Sénégal: des élections locales à l'enjeu national

La campagne électorale se joue dans les rues de Dakar, ici le 26 juin 2014.
© AFP PHOTO / SEYLLOU

Plus de 5,3 millions d’électeurs sénégalais sont appelés aux urnes ce dimanche 29 juin 2014 pour des élections municipales et départementales. Plus de deux ans après l'arrivée au pouvoir du président Macky Sall, et à trois ans de la présidentielle de 2017, ce scrutin représente un test pour l'Alliance pour la République (APR), le parti du chef de l'Etat.

Un scrutin marqué par la multiplication des listes électorales : 2 700 listes en compétition, du jamais vu. Face au PDS, le parti de l’ancien président Abdoulaye Wade, la coalition gouvernementale se présente en rangs dispersés.
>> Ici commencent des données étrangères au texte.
PR #3045, opened 2023-08-01
Fix newline formatting in stale-issue message

geoffromer:
YAML string literals don't seem to support escape sequences like `\n`, so `\n\n\n` was showing up literally in the issue messages.


jonmeow (approved):
Thanks! Hopefully this works.

Issue #2770, opened 2023-04-14
Terminology for internal and external implementations


josh11b:
The decision #995 retires the keyword `external` to mark external implementations, and instead uses `extend` to mark internal implementations. Should we change the terminology in the documentation to match? If so, what terminology should we use instead?

chandlerc:
I think we should change to match.

"extended implementations" and "implementations" would be my initial suggestions.

There is a question of how important it is to have a dedicated or positive term for the non-extended case?

josh11b:
The non-extended case has different rules, for example:
- external implementations may be defined in different libraries
- blanket implementations must be external

chandlerc:
> The non-extended case has different rules.

Yes, but that alone doesn't make it clear to me _how important_ it is to have a dedicated term? I'm guessing you're trying to say that it is somewhat important, but I'm still not sure where that leaves things.

I also don't have any ideas for what the term should be here, but if you or others do, then maybe its a moot point.

Unrelated minor question:
 
> * blanket implementations must be external

Isn't this just *conditional* blanket implementations? I may be getting confused though.

josh11b:
> Isn't this just _conditional_ blanket implementations? I may be getting confused though.

We don't say "conditional blanket implementations" since it is redundant, all blanket implementations are of the form "for all types satisfying a criteria..."

mconst:
I'd avoid introducing a separate term for non-extended impls.  I think your examples both become clearer if we phrase them in terms of where you're allowed to write `extend`:

> * blanket implementations must be external

I'd say "you can't extend a blanket impl".

> * external implementations may be defined in different libraries

This one feels kind of obvious given #995, so we might not need to state it at all.  But if it comes up, I'd say something like "you can't use `extend` outside the class definition, but you can always impl your own interface for the class and then call those methods using qualified member access".

In general, to get the maxmium benefit from #995, I think we should try to treat `impl` and `extend` as separate concepts as much as possible.  If we run into a lot of cases where that doesn't work, then that would be a sign to maybe revisit #995, but these examples seem like they fit the model nicely.

josh11b:
> In general, to get the maxmium benefit from #995, I think we should try to treat `impl` and `extend` as separate concepts as much as possible. If we run into a lot of cases where that doesn't work, then that would be a sign to maybe revisit #995, but these examples seem like they fit the model nicely.

I find this argument compelling.

josh11b:
[...]

PR #2360, opened 2022-10-28
Types are values of type `type`

zygoloid:
Define a "type" to be a value of type `type`. Contexts expecting a type perform an implicit conversion to `type`. Values like `()` and `(i32, i32)` and `{}` are no longer types, but instead implicitly convert to `type`. Values of interface or constraint type (now called "facets") are similarly not formally types but implicitly convert to `type`.

PR #3048, opened 2023-08-01
Update Generics terminology document

josh11b:
This reflects changes from a number of approved proposals:
- #920 : concrete statements about orphan and overlap in Carbon
- #2138 : "generic" -> "checked generic", "template" -> "template generic"
- #2188 : binding patterns are forbidden in type position
- #2360 : "type", "facet type", "facet". Note: I am not using the term "generic type" from #2360 since that meaning conflicts with the generally accepted meaning of "generic type" of a type with a compile-time parameter.
- #2760 / #2770 : internal/external impl -> extending impl
- #2964 : "symbolic constant" and "template constant"

### DIFF
--- a/docs/design/generics/terminology.md
+++ b/docs/design/generics/terminology.md
@@ -465,7 +465,7 @@ requires.
 
 ### Extending an impl
 
-A type that _extends_ the implementation an interface has all the named members
+A type that _extends_ the implementation of an interface has all the named members
 of the interface as named members of the type. This means that the members of
 the interface are available by way of both
 [simple member access and qualified member access expressions](#member-access).
--- a/docs/design/generics/terminology.md
+++ b/docs/design/generics/terminology.md
@@ -122,7 +122,7 @@ Expected difference between checked and template parameters:
   <tr>
    <td>name lookup resolved for definitions in isolation ("early")
    </td>
-   <td>name lookup can use information from calls (name lookup may be "late")
+   <td>name lookup can use information from arguments (name lookup may be "late")
    </td>
   </tr>
   <tr>
@@ -325,6 +325,9 @@ time.
 
 ## Facet type
 
+> **TODO:** Documents using the obsolete term "type-of-type" should be
+> updated to say "facet type" instead.
+
 A _facet type_ is a [type](#types-and-type) whose values are some subset of the
 values of `type`, determined by a set of [type constraints](#type-constraints):
 
@@ -357,7 +360,7 @@ which is `i32`, in those contexts.
 
 ## Type expression
 
-A _type expression_ is an expression that is being used as a type. In some
+A _type expression_ is an expression that can be used as a type. In some
 cases, what is written in the source code is a value, like a [facet](#facet) or
 tuple of types, that is not a type but has an implicit conversion to `type`. In
 those cases, we are concerned with the type value after the implicit conversion.
@@ -366,7 +369,7 @@ those cases, we are concerned with the type value after the implicit conversion.
 
 We use the term _facet binding_ to refer to the name introduced by a
 [constant binding pattern](#bindings) (using `:!` with or without the `template`
-modifier) with a [facet type](#facet-type). In the binding pattern
+modifier) where the declared type is a [facet type](#facet-type). In the binding pattern
 `T:! Hashable`, `T` is a facet binding, and the value of `T` is a
 [facet](#facet).
 
--- a/docs/design/generics/terminology.md
+++ b/docs/design/generics/terminology.md
@@ -465,9 +465,9 @@ requires.
 
 ### Extending an impl
 
-A type that _extends_ the implementation of an interface has all the named members
-of the interface as named members of the type. This means that the members of
-the interface are available by way of both
+A type that _extends_ the implementation of an interface has all the named
+members of the interface as named members of the type. This means that the
+members of the interface are available by way of both
 [simple member access and qualified member access expressions](#member-access).
 
 If a type implements an interface without extending, the members of the
--- a/docs/design/generics/terminology.md
+++ b/docs/design/generics/terminology.md
@@ -293,7 +293,7 @@ are three kinds of binding patterns, corresponding to
     written using a `:`, as in `x: i32`.
 -   A _symbolic constant binding pattern_ or _symbolic binding pattern_ binds to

Dans la plupart des grandes villes, le parti présidentiel, l’APR, présente même plusieurs listes concurrentes.

La Céna, la commission électorale nationale autonome, a déployé 7 000 superviseurs et 13 000 contrôleurs. L’organisation de défense des droits de l’homme, la Raddho, a envoyé plus de 500 observateurs.

Entre toutes ces listes en compétition, il ne sera pas facile pour les électeurs de s’y retrouver. Le grand vainqueur risque d’être la confusion générale. La campagne a été marquée par la montée des tensions.

De nombreux candidats jouent leur dernière carte, leur va-tout dans ces élections locales : c’est vrai pour les ministres (la plupart se sont jetés dans la bataille) ; c’est vrai aussi pour les directeurs généraux des sociétés et des agences nationales. Le président Macky Sall a prévenu : les perdants seront sanctionnés.

Dakar, principal enjeu

C’est vrai enfin pour tous ceux qui prétendent à un avenir national : Idrissa Seck, Oumar Sarr, Pape Diop, Abdoulaye Baldé, Aissata Tall Sall, Cheikh Bamba Dièye, Seydou Guèye. A Grand Yoff,  l'une des 19 communes d'arrondissement de la ville de Dakar, se jouera la mère des batailles : le socialiste Khalifa Sall, maire sortant à qui on prête des ambitions présidentielles, affronte la Première ministre Aminata Touré. Celui qui perd, perdra tout. Tous deux jouent leur avenir politique. C’est d’ailleurs ce qui confère à ce scrutin sa dimension nationale. A cela s'ajoute la candidature de Pape Diop, ancien maire de Dakar, qui tente un retour en politique dakaroise, après son départ du Parti démocratique sénégalais.

Aux municipales de 2009, le recul du parti d’Abdoulaye Wade avait été perçu comme la première étape vers sa chute en 2012. Pour sûr, les résultats de ces élections seront analysés à la loupe par les états-majors, mais les enseignements seront difficiles à tirer dans cette ambiance de confusion générale.

A l'intérieur du pays, l'attention sera portée sur les grandes villes comme Saint-Louis ou Fatick, dans lesquels les leaders de la majorité présidentielle sont partis divisés.

Ces élections locales devraient enfin marquer l'entrée en vigueur de l'acte III de la décentralisation, cette profonde réforme des collectivités locales, jusque-là peu vulgarisées auprès du grand public, prévoit notamment de supprimer les 14 régions du pays, et de créer des pôles de développement économique. La Casamance est présentée comme une zone pilote de cette réforme.